---------- Information supplied
PR #3172, opened 2020-11-10
Fix a11y violation because of using role='listitem' without role='list' parent

KKoukiou:
This breaks our accessibility tests:
See:
image

### DIFF
--- a/src/browser/AccessibilityManager.ts
+++ b/src/browser/AccessibilityManager.ts
@@ -56,6 +56,7 @@ export class AccessibilityManager extends Disposable {
     this._accessibilityTreeRoot.classList.add('xterm-accessibility');
 
     this._rowContainer = document.createElement('div');
+    this._rowContainer.setAttribute('role', 'list');
     this._rowContainer.classList.add('xterm-accessibility-tree');
     this._rowElements = [];
     for (let i = 0; i < this._terminal.rows; i++) {


Tyriar:
See https://github.com/microsoft/vscode/issues/98918 for context on why it's like this.

These 2 changes were made to try and improve the situation:

- https://github.com/xtermjs/xterm.js/commit/03df0565bda60f4af381083882d3f8fde218e4da#diff-7904a8cc1e295a78532b41608480fddf931f80c485c53b78f99ae8cd5759dedc
- https://github.com/xtermjs/xterm.js/commit/a32776e2af437af8f8172188539bb1dce3a800c3#diff-7904a8cc1e295a78532b41608480fddf931f80c485c53b78f99ae8cd5759dedc

It's not clear to me what the right fix is.

KKoukiou:
https://www.w3.org/TR/wai-aria-1.1/#listitem here it's clear that one should use group or list as parent of listitem. 
Maybe we should reconsider using listitems all in all, and find a more appropriate role for the terminal lines.
I was thinking that https://www.w3.org/TR/wai-aria-1.1/#feed with https://www.w3.org/TR/wai-aria-1.1/#article might be better match here.

Tyriar (approved):
Since this is what it originally was and the changes didn't seem to improve let's move forward with this. I've pulled the feed idea into https://github.com/xtermjs/xterm.js/issues/3173 as it will need a bunch of verification.

KKoukiou:
> https://www.w3.org/TR/wai-aria-1.1/#listitem here it's clear that one should use group or list as parent of listitem.
> Maybe we should reconsider using listitems all in all, and find a more appropriate role for the terminal lines.
> I was thinking that https://www.w3.org/TR/wai-aria-1.1/#feed with https://www.w3.org/TR/wai-aria-1.1/#article might be better match here.

Ignore the above. The comment https://github.com/microsoft/vscode/issues/98918#issuecomment-637401418 encapsulated what is needed here. We need document role wrapper as you correctly used. And the list which contains listitems.
I think this PR generates exactly this output.

Tyriar:
@KKoukiou oh ok, so document > listitem wasn't appropriate but document > list > listitem should work?

KKoukiou:
> @KKoukiou oh ok, so document > listitem wasn't appropriate but document > list > listitem should work?

Exactly. This should be a11y valid and fix the accessibility issues which were mentioned in the above linked issue.

PR #3181, opened 2020-11-21
Make alt+click behavior configurable

### LINKED ISSUE #3145: Option to disable alt-click move cursor to position behavior
Hi all,

I've been running into an issue that I don't see reported yet in this repo, so I'd like to bring it up.

The issue is described here: https://github.com/microsoft/vscode/issues/101136. When alt-clicking in the vscode terminal, if the program doesn't support (something), the screen can fill up with "^[[D" or "^[[C" characters.

Here's a screenshot:
image

In the above vscode issue, @Tyriar linked this PR: https://github.com/xtermjs/xterm.js/pull/896 which seems to have added the alt-click feature. There's apparently no way to disable it, and there's no workaround.

Changing the `"editor.multiCursorModifier"` setting was suggested as a workaround, but it didn't work for me.

Thanks

awmottaz:
Adds a new Boolean option `altClickMovesCursor` which enables/disables the alt+click behavior that moves the prompt cursor to the location of the mouse.

Closes #3145

### DIFF
--- a/typings/xterm.d.ts
+++ b/typings/xterm.d.ts
@@ -45,6 +45,11 @@ declare module 'xterm' {
     allowTransparency?: boolean;
 
     /**
+     * If enabled, alt + click will move the prompt cursor to position underneath the mouse.
+     */
+    altClickMovesCursor?: boolean;
+
+    /**
      * A data uri of the sound to use for the bell when `bellStyle = 'sound'`.
      */
     bellSound?: string;
--- a/typings/xterm.d.ts
+++ b/typings/xterm.d.ts
@@ -45,7 +45,8 @@ declare module 'xterm' {
     allowTransparency?: boolean;
 
     /**
-     * If enabled, alt + click will move the prompt cursor to position underneath the mouse.
+     * If enabled, alt + click will move the prompt cursor to position
+     * underneath the mouse. The default is true.
      */
     altClickMovesCursor?: boolean;
 
--- a/src/browser/public/Terminal.ts
+++ b/src/browser/public/Terminal.ts
@@ -170,7 +170,7 @@ export class Terminal implements ITerminalApi {
     this._core.paste(data);
   }
   public getOption(key: 'bellSound' | 'bellStyle' | 'cursorStyle' | 'fontFamily' | 'logLevel' | 'rendererType' | 'termName' | 'wordSeparator'): string;
-  public getOption(key: 'allowTransparency' | 'cancelEvents' | 'convertEol' | 'cursorBlink' | 'disableStdin' | 'macOptionIsMeta' | 'rightClickSelectsWord' | 'popOnBell' | 'visualBell'): boolean;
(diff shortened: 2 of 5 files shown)


awmottaz:
Just a note: I am working on adding a couple of tests:

- alt+click moves the cursor when option is enabled
- alt+click does not move cursor when option is disabled
- option is enabled by default

But I thought I would push up the PR with the implementation right away to get feedback on that.

awmottaz:
I am struggling with writing tests for this. It appears that interaction with the DOM is explicitly disabled in the `TestSelectionService`. Adding it back in causes lots of issues. Any advice for how to write these tests? Or would you consider this contribution without tests?

matthias-ccri:
Just wondering if we want to make this a breaking change. Before, the alt-click behavior was enabled by default. With this change it's disabled by default and must be enabled.

It may be that we should disable it; I don't know, but I thought I'd ask.

awmottaz:
> Just wondering if we want to make this a breaking change. Before, the alt-click behavior was enabled by default. With this change it's disabled by default and must be enabled.

I meant for this not to be a breaking change. I set the default value to `true`. Is there more I need to do to ensure it's enabled by default?

https://github.com/xtermjs/xterm.js/pull/3181/files#diff-d156a9a2b47b63f41faf54f727fc23ffd0ee8fa672cbfe8b77ce20dffa846082R53

mofux (changes requested):
Thanks for the contribution! Looks good so far, IMO no additional tests for this feature are required. There are still some missing bits though:

Please add the new option here:
https://github.com/xtermjs/xterm.js/blob/84fa6be370f9a6b6ced5ece234d2ed1046f0229e/src/browser/public/Terminal.ts#L173

and here:
https://github.com/xtermjs/xterm.js/blob/84fa6be370f9a6b6ced5ece234d2ed1046f0229e/src/browser/public/Terminal.ts#L185

and here:
https://github.com/xtermjs/xterm.js/blob/84fa6be370f9a6b6ced5ece234d2ed1046f0229e/src/common/services/Services.ts#L186

awmottaz:
Thanks @mofux, I made all of your requested changes

matthias-ccri:
@awmottaz I see, my mistake! 
Thanks for the contribution.

typings/xterm.d.ts
```diff
@@ -44,6 +44,11 @@ declare module 'xterm' {
      */
     allowTransparency?: boolean;
 
+    /**
+     * If enabled, alt + click will move the prompt cursor to position underneath the mouse.
+     */
```
Tyriar, line 49:
```suggestion
    /**
     * If enabled, alt + click will move the prompt cursor to position
     * underneath the mouse. The default is true.
     */
```

Tyriar (approved):

Tyriar:
Thanks @awmottaz 🙂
--------------------
### Required work
Each line above that contains the word "match" should be copied.

### Answer section
I was thinking that https://www.w3.org/TR/wai-aria-1.1/#feed with https://www.w3.org/TR/wai-aria-1.1/#article might be better match here.
> I was thinking that https://www.w3.org/TR/wai-aria-1.1/#feed with https://www.w3.org/TR/wai-aria-1.1/#article might be better match here.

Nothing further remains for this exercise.